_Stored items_
--- START ---

PR #1298, opened 2019-07-11
JAVA-2332: Destroy connection pool when a node gets removed

olim7t:


core/src/main/java/com/datastax/oss/driver/internal/core/session/PoolManager.java
```diff
@@ -314,10 +314,14 @@ private void processStateEvent(NodeStateEvent event) {
...
-      } else if (newState == NodeState.FORCED_DOWN) {
+      } else if (newState == null || newState == NodeState.FORCED_DOWN) {
         ChannelPool pool = pools.remove(node);
         if (pool != null) {
-          LOG.debug("[{}] {} was FORCED_DOWN, destroying pool", logPrefix, node);
+          LOG.debug(
+              "[{}] {} was {}, destroying pool",
+              logPrefix,
+              node,
+              newState == null ? "removed" : "forced down");
```
emerkle826: total nit here: Does it matter much that the debug log changes `FORCED_DOWN` to `forced down` in those cases? I realize it's just a log, and a Debug log at that. Again, total nitpick.

emerkle826 (approved):
LGTM :+1:

core/src/main/java/com/datastax/oss/driver/internal/core/session/PoolManager.java
olim7t: You're right, debug logs don't matter much but there's no reason to change it either. If anything, using the constant name gives you a hint of what to look for in the source code.
I'll change it back.

core/src/main/java/com/datastax/oss/driver/internal/core/session/PoolManager.java
```diff
@@ -314,10 +314,14 @@ private void processStateEvent(NodeStateEvent event) {
       NodeState newState = event.newState;
       if (pending.containsKey(node)) {
         pendingStateEvents.put(node, event);
-      } else if (newState == NodeState.FORCED_DOWN) {
+      } else if (newState == null || newState == NodeState.FORCED_DOWN) {
```
adutra, line 317: So when the state is `null` that means the node has been removed? Can we document this somewhere?

olim7t: Yes, `NodeStateEvent` is a bit bare-bones: added is (null, UNKNOWN) and removed is (null, null). I'll add javadocs to the fields.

--- END ---

_WORK ITEM_
Lines above that contain the string "null" make up the answer.

_EXPECTED OUTPUT_
+      } else if (newState == null || newState == NodeState.FORCED_DOWN) {
         if (pool != null) {
+              newState == null ? "removed" : "forced down");
+      } else if (newState == null || newState == NodeState.FORCED_DOWN) {
adutra, line 317: So when the state is `null` that means the node has been removed? Can we document this somewhere?
olim7t: Yes, `NodeStateEvent` is a bit bare-bones: added is (null, UNKNOWN) and removed is (null, null). I'll add javadocs to the fields.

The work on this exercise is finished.